The recommended testing frequency differs between manufacturers. For example, the Clearblue test is taken daily, and an increased frequency does not decrease the risk of missing an LH surge. On the other hand, the Chinese company Nantong Egens Biotechnology recommends using their test twice per day. If testing once per day, no significant difference has been found between testing LH in the morning versus in the evening, in relation to conception rates, and recommendations of what time in the day to take the test varies between manufacturers and healthcare workers. Tests may be read manually using a color-change paper strip, or digitally with the assistance of reading electronics.

Tests for luteinizing hormone may be combined with testing for estradiol in tests such as the Clearblue fertility monitor.

The sensitivity of LH tests are measured in milli international unit, with tests commonly available in the range 10–40 m.i.u. (the lower the number, the higher the sensitivity).
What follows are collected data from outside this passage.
PR #58, opened 2018-06-22
Add function to copy masked fields between two objects

Calebjh:
Was working on this a couple days ago as part of implementing PATCH for protoc-gen-gorm.

Will allow for a PATCH as:
- Read dbObject
- Call MergeWithMask(newObject, dbObject, field mask)
- Write dbObject

Could probably still use a few more test cases.


Evgeniy-L:
LGTM. I think this function is handy. Later we can consider generation of functions that can do the same thing without reflect.

Evgeniy-L:
@Calebjh, can you please take a look why CI build failed?

PR #59, opened 2018-06-26
Add proto-db field name conversion for collection operators

dkukharau:


gorm/utilities_test.go
```diff
@@ -0,0 +1,43 @@
...
+}
+
+func TestHandleFieldPath(t *testing.T) {
+	tests := []struct {
+		fieldPath []string
+		dbName    string
+		err       bool
+	}{
+		{[]string{"name"}, "db_humans.name", false},
+		{[]string{"age"}, "db_humans.years", false},
```
Calebjh: Having `table_name.column` works for standard queries without an `AS` or join? I suppose that makes sense, but I don't know that I've seen it before.

gorm/collection_operators.go
```diff
@@ -77,7 +84,7 @@ func ApplyPagination(db *gorm.DB, p *query.Pagination) *gorm.DB {
 }
 
 // ApplyFieldSelection applies field selection operator fs to gorm instance db.
-func ApplyFieldSelection(db *gorm.DB, fs *query.FieldSelection) *gorm.DB {
+func ApplyFieldSelection(db *gorm.DB, fs *query.FieldSelection, obj interface{}) *gorm.DB {
```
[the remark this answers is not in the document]
dkukharau: Yeah, the work for field selection will be done after.

gorm/utilities_test.go
Evgeniy-L: If this works in Postgres, won't it be any problems with other DBs like MySQL.

dkukharau: For me It seems very natural to work. Table name is not required even in case of join and `AS` if there is no collision between column names across tables. I tested it on postgres and sqlite - works fine. And remember doing similar things with Oracle DB.

dkukharau:
@Calebjh Regarding invalid fields: `ApplyCollectionOperators` still allows passing unknown fields and doesn't raise an error in this case. This is done to support custom sorting/filtering, when e.g. some table is joined by an app dev, and toolkit knows nothing about it. I expect that validation of fields in collection operators will be handled in a separate middleware before they even come to gorm.

PR #60, opened 2018-06-27
Transfer collection operations via corresponding message fields

ystankevich:


gateway/fields.go
```diff
@@ -4,37 +4,16 @@ import (
...
 //retainFields function extracts the configuration for fields that
 //need to be ratained either from gRPC response or from original testRequest
 //(in case when gRPC side didn't set any preferences) and retains only
 //this fields on outgoing response (dynmap).
 func retainFields(ctx context.Context, req *http.Request, dynmap map[string]interface{}) {
-	fieldsStr, ok := Header(ctx, fieldsMetaKey)
-	if !ok && req != nil {
+	fieldsStr := ""
+	if req != nil {
 		//no fields in gprc response -> try to get from original testRequest
```
ystankevich: That retainFields is called by ForwardMessage where request is available as http.Request, so don't have access to message collection fields. As result, _fields will be parsed only from http.request

gateway/gateway.go
```diff
@@ -27,14 +31,74 @@ type gateway struct {
 	mux               *http.ServeMux
 }
 
+// CollectionOperationsInterceptor parse collection operators and stores in corresponding message fields
+func CollectionOperationsInterceptor(parentCtx context.Context, method string, req, reply interface{}, cc *grpc.ClientConn, invoker grpc.UnaryInvoker, opts ...grpc.CallOption) error {
```
ystankevich: That is client interceptor on  gateway, which parse  URL parameters and store in corresponding collection fields.

gateway/operator.go
```diff
@@ -5,152 +5,36 @@ import (
...
-
-	if v := vals.Get(limitQueryKey); v != "" {
-		mdmap[runtime.MetadataPrefix+limitMetaKey] = v
-	}
-
-	if v := vals.Get(pageTokenQueryKey); v != "" {
-		mdmap[runtime.MetadataPrefix+pageTokenMetaKey] = v
-	}
-
+	mdmap[QUERY_URL] = req.URL.String()
```
ystankevich: For gateway intercepter which parse collection ops, we need to have access to the URL parameters, so in MetadaAnnotator we just store it metadata

gateway/gateway.go
amaskalenka: It would better to have postfix `ClientUnaryInterceptor`, or probably move it to the `query` package at all .

ystankevich: CollectionOperationsInterceptor depends on non public variables like fieldsQueryKey

gateway/operator.go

As sperm can stay viable in the woman for several days, LH tests are not recommended for contraceptive practices, as the LH surge typically occurs after the beginning of the fertile window.

== Disease states ==

=== Excess ===

In children with precocious puberty of pituitary or central origin, LH and FSH levels may be in the reproductive range instead of the low levels typical for their age.
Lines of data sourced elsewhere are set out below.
PR #61, opened 2018-06-27
Add transaction hook

friahi65:
- N* applications need to send notifications to another service about modified objects in a course of a request. We need to trigger the notification only when the transaction commits. 
- Adding a hook to toolkit transaction was an option that was discussed  in the team and in the toolkit scrum.
- The hook was added as part of transaction struct, it can be set by the applications.
- We need the context in the transaciton, so other middleware can put information about actual changes here. 
- Here is a link to an example on how this hook can be used in the application.
https://github.com/Infoblox-CTO/ddi.dns.config/compare/toolkit...friahi65:TK-45717-Design

### DIFF
--- a/gorm/transaction.go
+++ b/gorm/transaction.go
@@ -41,14 +41,14 @@ func FromContext(ctx context.Context) (txn *Transaction, ok bool) {
 // It works as a singleton to prevent an application of creating more than one
 // transaction instance per incoming request.
 type Transaction struct {
-	mu           sync.Mutex
-	parent       *gorm.DB
-	current      *gorm.DB
-	OnCommitHook func(ctx context.Context)
+	mu              sync.Mutex
+	parent          *gorm.DB
+	current         *gorm.DB
+	afterCommitHook []func(context.Context)
 }
 
-func (t *Transaction) SetOnCommitHook(f func(ctx context.Context)) {
-	t.OnCommitHook = f
+func (t *Transaction) AddAfterCommitHook(f []func(context.Context)) {
+	t.afterCommitHook = f
 }
 
 func BeginFromContext(ctx context.Context) (*gorm.DB, error) {
@@ -102,11 +102,12 @@ func (t *Transaction) Commit(ctx context.Context) error {
 	}
 	t.mu.Lock()
 	defer t.mu.Unlock()
-
 	t.current.Commit()
 	err := t.current.Error
-	if err == nil && t.OnCommitHook != nil {
-		t.OnCommitHook(ctx)
+	if err == nil && len(t.afterCommitHook) != 0 {
+		for i := range t.afterCommitHook {
+			t.afterCommitHook[i](ctx)
+		}
 	}
 	t.current = nil
 	return err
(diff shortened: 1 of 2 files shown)


gorm/transaction.go
```diff
@@ -41,9 +41,14 @@ func FromContext(ctx context.Context) (txn *Transaction, ok bool) {
 // It works as a singleton to prevent an application of creating more than one
 // transaction instance per incoming request.
 type Transaction struct {
-	mu      sync.Mutex
-	parent  *gorm.DB
-	current *gorm.DB
+	mu           sync.Mutex
+	parent       *gorm.DB
+	current      *gorm.DB
+	OnCommitHook func(ctx context.Context)
```
dmacthedestroyer: let's make this unexportable (`onCommitHook`), and also make it a slice of `func(context.Context)` instead of a single hook. That way you can have multiple callbacks if needed

dmacthedestroyer: let's also call it `afterCommit` instead of `onCommit` to make it clear when this fires

gorm/transaction.go
```diff
@@ -41,9 +41,14 @@ func FromContext(ctx context.Context) (txn *Transaction, ok bool) {
...
+}
+
+func (t *Transaction) SetOnCommitHook(f func(ctx context.Context)) {
```
dmacthedestroyer: following my previous comments, this would become `AddAfterCommitHook`

gorm/transaction.go
```diff
@@ -41,14 +41,14 @@ func FromContext(ctx context.Context) (txn *Transaction, ok bool) {
...
-	OnCommitHook func(ctx context.Context)
+	mu              sync.Mutex
+	parent          *gorm.DB
+	current         *gorm.DB
+	afterCommitHook []func(context.Context)
 }
 
-func (t *Transaction) SetOnCommitHook(f func(ctx context.Context)) {
-	t.OnCommitHook = f
+func (t *Transaction) AddAfterCommitHook(f []func(context.Context)) {
```
dmacthedestroyer: the idea here would be that you add a single commit hook, and it appends it to the list:

```
func (t *Transaction) AddAfterCommitHook(hook func(context.Context)) {
    t.afterCommitHooks = append(t.afterCommitHooks, hook)
}
```

Better yet, you could make it variadic:
```
func (t *Transaction) AddAfterCommitHook(hooks ...func(context.Context)) {
    t.afterCommitHooks = append(t.afterCommitHooks, hooks...)
}
```

friahi65: you were perfectly clear btw, fault is all mine

gorm/transaction.go
```diff
@@ -91,15 +96,19 @@ func (t *Transaction) Rollback() error {
...
+func (t *Transaction) Commit(ctx context.Context) error {
 	if t.current == nil {
 		return nil
 	}
 	t.mu.Lock()
 	defer t.mu.Unlock()
-
 	t.current.Commit()
 	err := t.current.Error
+	if err == nil && len(t.afterCommitHook) != 0 {
```
dmacthedestroyer: nitpick: you don't need to check `len` because the `range` statement will work just fine on an empty slice

friahi65: true, I'll modify this.

PR #229, opened 2021-03-02
Removes cyclic type references

drewwells:
grpc-gateway no longer allows cyclic references. Creates a cyclic
    reference between two types to avoid the check

    regenerated pb from latest atlas-gentool
    nested type

unblocks #1151


query/collection_operators.proto
```diff
@@ -71,24 +71,55 @@ message Filtering {
...
 // left and right are respectively left and right operands of the operator, could be
 // either LogicalOperator or one of the supported conditions.
 // is_negative is set to true if the operator is negated.
 message LogicalOperator {
     oneof left {
-        LogicalOperator left_operator = 1;
+        // cyclic type definitions are no longer available in grpc-gateway
+        // https://github.com/grpc-ecosystem/grpc-gateway/pull/1266
+        // TODO: add a nested LogicalOperator if deeper nesting of query parameters is necessary
+        NestedLogicalOperator left_operator = 1;
```
drewwells, line 114: Avoids the cyclic checks by flipping between two types

drewwells: This does not actually work. The test server doesn't reproduce the problem, but authz proto saw the same cyclic detection get alerted.

drewwells:
after discussion, we're going to rebase atlas-patch on top of 3years of upstream changes 😓

PR #243, opened 2021-04-15
Add options to transaction interceptor.

amikhailau:
We are trying to optimize one of our services readiness check by introducing checks based on existing transactions. For that we require introduction of options for transaction interceptor.

### DIFF
--- a/gorm/transaction.go
+++ b/gorm/transaction.go
@@ -174,9 +174,13 @@ func (t *Transaction) Commit(ctx context.Context) error {
 // If call of grpc.UnaryHandler returns with an error the transaction
 // is aborted, otherwise committed.
 func UnaryServerInterceptor(db *gorm.DB) grpc.UnaryServerInterceptor {
+	txn := &Transaction{parent: db}
+	return UnaryServerInterceptorTxn(txn)
+}
+
+func UnaryServerInterceptorTxn(txn *Transaction) grpc.UnaryServerInterceptor {
 	return func(ctx context.Context, req interface{}, info *grpc.UnaryServerInfo, handler grpc.UnaryHandler) (resp interface{}, err error) {
 		// prepare new *Transaction instance
-		txn := &Transaction{parent: db}
 
 		defer func() {
 			// simple panic handler


gorm/transaction.go
```diff
@@ -173,10 +173,15 @@ func (t *Transaction) Commit(ctx context.Context) error {
...
-func UnaryServerInterceptor(db *gorm.DB) grpc.UnaryServerInterceptor {
+func UnaryServerInterceptor(db *gorm.DB, opts ...func(context.Context, interface{}, *Transaction)) grpc.UnaryServerInterceptor {
 	return func(ctx context.Context, req interface{}, info *grpc.UnaryServerInfo, handler grpc.UnaryHandler) (resp interface{}, err error) {
 		// prepare new *Transaction instance
 		txn := &Transaction{parent: db}
+		if len(opts) > 0 {
+			for _, opt := range opts {
+				opt(ctx, req, txn)
+			}
+		}
```
drewwells, line 184: Please describe your use case, tests, and/or examples. It is not clear from this Pr what you are trying to accomplish. 

The functional option is very limited in scope. It would be better to implement flexible options where this callback behavior is just one type. See example below

```
func WithCallback(func(context.Context, interface{}, *Transaction) error) Option {
}

func UnaryServerInterceptor(db,  opts ...Option) grpc.UnaryServerInterceptor {
...
}
```

drewwells (changes requested):
Please provide background for what you are trying to accomplish. This would introduce API changes that we can not mutate in the future easily.

gorm/transaction.go
wplu: use case PR messaged via DM.  Drew's function sig is much more flexible.

gorm/transaction.go
```diff
@@ -173,10 +175,18 @@ func (t *Transaction) Commit(ctx context.Context) error {
 // Client is responsible to call `txn.Begin()` to open transaction.
 // If call of grpc.UnaryHandler returns with an error the transaction
 // is aborted, otherwise committed.
-func UnaryServerInterceptor(db *gorm.DB) grpc.UnaryServerInterceptor {
+func UnaryServerInterceptor(db *gorm.DB, opts ...Option) grpc.UnaryServerInterceptor {
```
drewwells, line 178: Try adding a new func that takes a Transaction. You would then have the ability to register a hook. 
```
 txn := NewTransaction(db)
 txn.AddAfterCommitHook(...myhook...)
  
 UnaryServerInterceptorTxn(txn) grpc.UnaryServerInterceptor {
 ...
 }
```

drewwells (changes requested):
See interface comment

wplu (approved):

drewwells (approved):

PR #247, opened 2021-05-13
Remove default header matcher.

amikhailau:


Evgeniy-L (approved):

kd7lxl:
This looks like it will be a breaking change for many apps. Please share more details.

amikhailau:
> This looks like it will be a breaking change for many apps. Please share more details.

When we updated atlas-app-toolkit version in athena-identity we noticed that some headers are not reaching the server and located issue described here: https://infoblox.atlassian.net/browse/ATLAS-10018
Please take a note that this PR is not targeting master, but only a separate branch that we use in athena-identity

kd7lxl:
Okay, further investigation: https://github.com/infobloxopen/atlas-app-toolkit/commit/bb98be744ae09fd35c79bce56827b6a453e8c181#diff-78f42ba40d0f10b08c73b7e6bb8376f398e249c963cf549e89591d6b6826b9a4L138-R143 introduced a regression that replaced the header matcher in the provided options.

Best practice is to explicitly call the `DefaultHeaderMatcher()`: https://github.com/infobloxopen/atlas-cli/blob/4d2d5d2855c7dfdb242ec8c4e68369abe00bcf02/atlas/templates/cmd/server/main.go.gotmpl#L132 which is compatible with the change in this PR.

Since this PR is not to master branch, it looks like this regression still exists on master, but fixing it could be a breaking change for any app that did not follow the best practice example.

PR #251, opened 2021-05-26
Add validation for sort criteria

emilev-ms:


query/sorting.go
```diff
@@ -29,7 +30,10 @@ func (c SortCriteria) GoString() string {
 // See: https://github.com/infobloxopen/atlas-app-toolkit#sorting
 func ParseSorting(s string) (*Sorting, error) {
 	var sorting Sorting
-
+	sortingRegexp := regexp.MustCompile("^[A-Za-z0-9_,. ]+$")
```
Evgeniy-L, line 33: This change makes sense. I just would like to clarify why this set of allowed characters is choosen?
I think we should also allow `-` (maybe something else?)

EvgenyMilev: Updated the regexp pattern, added  dash.
As for other special characters, the following are allowed:
1. Any letters and numbers
2. Underscore as it can be used in the object name
3. Comma as a separator in the array of sorting criteria.
4. Dot that can be used for nested objects

Evgeniy-L (approved):

query/sorting.go
```diff
@@ -29,7 +30,10 @@ func (c SortCriteria) GoString() string {
 // See: https://github.com/infobloxopen/atlas-app-toolkit#sorting
 func ParseSorting(s string) (*Sorting, error) {
 	var sorting Sorting
-
+	sortingRegexp := regexp.MustCompile(`^[A-Za-z0-9_,.\- ]+$`)
+	if !sortingRegexp.MatchString(s) {
+		return nil, fmt.Errorf("invalid character in the sort criteria")
+	}
```
drewwells, line 36: I see no explanation here as to why this is being checked https://github.com/infobloxopen/atlas-app-toolkit/tree/master/query#sorting 
Why is this needed?

EvgenyMilev: The purpose of these changes is to exclude the use of special characters in the sorting criteria. Otherwise, a similar validation must be used in every List method where a * query.Sorting object is used. For example, such a request .../v2/users? _Limit5 & offset = 5 & order_by = <string> will return an error like "internal-error pq: syntax error at or near" <"". But I would like to have the error "Invalid request"

PR #265, opened 2021-07-13
Added fast fail option into checksHandler

nikonok:


health/handler.go
```diff
@@ -25,7 +28,7 @@ type Checker interface {
 
 // NewChecksHandler accepts two strings: health and ready paths.
 // These paths will be used for liveness and readiness checks.
-func NewChecksHandler(healthPath, readyPath string) Checker {
+func NewChecksHandler(healthPath, readyPath string, failFast bool) Checker {
```
Evgeniy-L, line 31: This seem to be a breaking change. E.g. every app after updating to new version will need to change
`handler := NewChecksHandler("/healthz", "/ready")` to `handler := NewChecksHandler("/healthz", "/ready", false)`.

We should avoid this. Options might be:
1.  separate new constructor
2.  function in handle to set fail fast method
3.  ability for pass options to constrictor as we have [here](https://github.com/infobloxopen/atlas-app-toolkit/blob/9665be2a3ad4fef84696a8a0fc7224c8c3f6f135/gateway/gateway.go#L97)
4.  whatever you think reasonable

Evgeniy-L (changes requested):

Evgeniy-L (commented):
Looks ok, please consider adding a test for "fail fast"

Evgeniy-L (approved):
LGTM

During the reproductive years, relatively elevated LH is frequently seen in patients with polyendocrine metabolic ovarian syndrome; however, it would be unusual for them to have LH levels outside of the normal reproductive range.
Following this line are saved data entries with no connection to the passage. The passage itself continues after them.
PR #284, opened 2021-08-26
Remove uses of protoc-gen-go/generator

shani1998:
This package was intended to use for internal implementation of `protoc-gen-go` https://github.com/golang/protobuf/issues/1104#issuecomment-619420855
```
WARNING: Package "github.com/golang/protobuf/protoc-gen-go/generator" is deprecated.
	A future release of golang/protobuf will delete this package,
	which has long been excluded from the compatibility promise.
```
Above warning causing problem for onprem/cloud components to format the logs into JSON.  and making hard to use `jq`

### DIFF
--- a/auth/context.go
+++ b/auth/context.go
@@ -1,10 +1,10 @@
-package util
+package auth
 
 import (
 	"context"
+
 	"google.golang.org/grpc/metadata"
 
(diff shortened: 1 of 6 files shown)


drewwells (approved):
I dig it, less external dependencies is a good thing

PR #288, opened 2021-09-15
Fix concurrent use of UnaryServerInterceptor

AnPiakhota-Infoblox:
The PR fixes the issue when multiple requests are interacting with database at the same time and the failure occurs due to the common instance of transaction linked to the interceptor function from outside its body. 

```go
    func UnaryServerInterceptor(db *gorm.DB) grpc.UnaryServerInterceptor {
    	txn := &Transaction{parent: db}
    	return UnaryServerInterceptorTxn(txn)
    }

    func UnaryServerInterceptorTxn(txn *Transaction) grpc.UnaryServerInterceptor {
    	return func(ctx context.Context, req interface{}, info *grpc.UnaryServerInfo, handler grpc.UnaryHandler) (resp interface{}, err error) {
    	    // here the same txn instance is being processed on every request	
    	    defer func() {
            ...
```

The interceptor is a closure since PR [#243](https://github.com/infobloxopen/atlas-app-toolkit/pull/243) 

Tested with unit tests and by replacing atlas-app-toolkit in atlas.tagging where the issue emerged after upgrading atlas-app-toolkit  to the latest version (v1.1.0)

### DIFF
--- a/gorm/transaction.go
+++ b/gorm/transaction.go
@@ -47,6 +47,7 @@ type Transaction struct {
 	parent          *gorm.DB
 	current         *gorm.DB
 	afterCommitHook []func(context.Context)
+	configFn        []func() *Transaction // configFn holds a set of functions to configure the transaction state if neccessary.
 }
 
 func NewTransaction(db *gorm.DB) Transaction {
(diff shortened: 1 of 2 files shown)


Evgeniy-L (approved):

Evgeniy-L:
Should fix a regression caused by #243

PR #297, opened 2021-11-19
Tracing fixes for error span

mphillips-infoblox:
Fixes for adding error spans caused by bug in open telemetry collector.

See discussion here: https://github.com/open-telemetry/opentelemetry-collector/pull/70
* `code` should be added as a `census.status_code` tag.
* `message` should be added as a `census.status_description` tag.
* If code is NOT StatusCodeOK, then add `error` tag with value `true`

### DIFF
--- a/tracing/span.go
+++ b/tracing/span.go
@@ -78,16 +78,15 @@ func AddErrorCurrentSpan(ctx context.Context, err error) error {
 
 //AddErrorSpan adds error into span
 func AddErrorSpan(span *trace.Span, err error) error {
-	var code int32 = trace.StatusCodeUnknown
+	var code int32 = trace.StatusCodeOK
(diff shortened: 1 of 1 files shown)


tracing/span.go
```diff
@@ -78,16 +78,15 @@ func AddErrorCurrentSpan(ctx context.Context, err error) error {
 
 //AddErrorSpan adds error into span
 func AddErrorSpan(span *trace.Span, err error) error {
-	var code int32 = trace.StatusCodeUnknown
+	var code int32 = trace.StatusCodeOK
 	status, ok := status.FromError(err)
```
kd7lxl, line 82: The reuse of `status` here from module to variable makes the code harder to understand.

kd7lxl (approved):

PR #304, opened 2022-02-15
Upgrading to gorm v2

wk8:


calvin2021y:
Hi @wk8, Thanks for the nice work.

I try use your branch but get this error:

```sh
user.pb.gorm.go:52:41: cannot use m.Id (type *"github.com/infobloxopen/atlas-app-toolkit/atlas/resource".Identifier) as type *"github.com/infobloxopen/atlas-app-toolkit/rpc/resource".Identifier in argument to "github.com/infobloxopen/atlas-app-toolkit/gorm/resource".Decode
```

There is  atlas.rpc in your  `atlas-app-toolkit jrouge/gorm_v2` branch, but also there is `atlas.resource.v1`,  how to fix this conflict ?

calvin2021y:
I try add this patch:
```patch
diff --git a/gorm/resource/resource.go b/gorm/resource/resource.go
index 6d78620..4445134 100644
--- a/gorm/resource/resource.go
+++ b/gorm/resource/resource.go
@@ -9,7 +9,7 @@ import (
 
        "github.com/golang/protobuf/proto"
 
-       resourcepb "github.com/infobloxopen/atlas-app-toolkit/rpc/resource"
+       resourcepb "github.com/infobloxopen/atlas-app-toolkit/atlas/resource"
        "github.com/infobloxopen/atlas-app-toolkit/util"
 )

```

then get this error:
```sh
# github.com/infobloxopen/atlas-app-toolkit/gorm/resource
atlas-app-toolkit/gorm/resource/resource.go:124:5: undefined: resource.Nil
atlas-app-toolkit/gorm/resource/resource.go:130:10: undefined: resource.BuildString
atlas-app-toolkit/gorm/resource/resource.go:240:56: undefined: resource.ParseString
```

gorm/utilities.go
```diff
@@ -214,3 +213,9 @@ type EmptyFieldPathError struct {
 func (e *EmptyFieldPathError) Error() string {
 	return fmt.Sprintf("Empty field path is not allowed")
 }
+
+var namingStrategy = schema.NamingStrategy{}
```
Calebjh, line 217: Is this required? It looks unused (supposed to be used in L220?), but I know sometimes these statements do more than they seem.

gorm/transaction.go
```diff
@@ -139,25 +133,42 @@ func (t *Transaction) Rollback() error {
...
 // Reset current transaction and returns an error if any.
 func (t *Transaction) Commit(ctx context.Context) error {
 	t.mu.Lock()
 	defer t.mu.Unlock()
 
-	if t.current == nil || reflect.ValueOf(t.current.CommonDB()).IsNil() {
+	if t.current == nil {
+		return nil
+	}
+	if sqlDB, err := t.current.DB(); err == nil && reflect.ValueOf(sqlDB).IsNil() {
```
Calebjh, line 168: This seems to have a new potential `err` case that is just dropped. Probably not a problem, but it doesn't look very clean

types/jsonb.go
```diff
@@ -0,0 +1,30 @@
+package types
+
+import (
+	"database/sql/driver"
+	"encoding/json"
+	"errors"
+	"fmt"
+)
+
+type Jsonb struct {
```
Calebjh, line 10: Is this a workaround to keep a simpler JSON type and not have to worry about merging the handling logic for the new JSON gorm type? https://github.com/go-gorm/datatypes/blob/master/json.go

Calebjh (commented):
Sorry for the disgustingly late PR review. If you're still interested in contributing this, I have a couple questions, but it's pretty good as-is.

types/jsonb.go
wk8: Indeed, that's better, changing

gorm/transaction.go
wk8: Fair enough, changed

Calebjh:
Merged into a new gorm_v2 branch in this repo, too, until we can get the protoc-gen-gorm and any other repos that depend on it into a state that also work with the gorm V2 changes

Persistently high LH levels are indicative of situations where the normal restricting feedback from the gonad is absent, leading to a pituitary production of both LH and FSH. While this is typical in menopause, it is abnormal in the reproductive years. There it may be a sign of:
1. Premature menopause
2. Gonadal dysgenesis, Turner syndrome, Klinefelter syndrome
3. Castration
4. Swyer syndrome
5. Polyendocrine metabolic ovarian syndrome
6. Certain forms of congenital adrenal hyperplasia
7. Testicular failure
8. Pregnancy – BetaHCG can mimic LH so tests may show elevated LH

Note: A medical drug for inhibiting luteinizing hormone secretion is butinazocine.

=== Deficiency ===

Diminished secretion of LH can result in failure of gonadal function (hypogonadism). This condition is typically manifest in males as failure in production of normal numbers of sperm. In females, amenorrhea is commonly observed. Conditions with very low LH secretions include:
1. Pasqualini syndrome
2. Kallmann syndrome
3. Hypothalamic suppression
4. Hypopituitarism
5. Eating disorder
6. Female athlete triad
7. Hyperprolactinemia
8. Hypogonadism
9. Gonadal suppression therapy
  1. GnRH antagonist
  2. GnRH agonist (inducing an initial stimulation (flare up) followed by permanent blockage of the GnRH pituitary receptor)

== As a medication ==

Luteinizing hormone is available mixed with FSH in the form of menotropin, and other forms of urinary gonadotropins. More purified forms of urinary gonadotropins may reduce the LH portion in relation to FSH. Recombinant luteinizing hormone is available as lutropin alfa (Luveris).

== Role in phosphorylation ==
Phosphorylation is a biochemical process that involves the addition of phosphate to an organic compound. Steroidogenesis entails processes by which cholesterol is converted to biologically active steroid hormones. A study shows that LH via a PKA signaling pathway regulates the phosphorylation and localization of DRP1 within mitochondria of the steroidogenic cells of the ovary.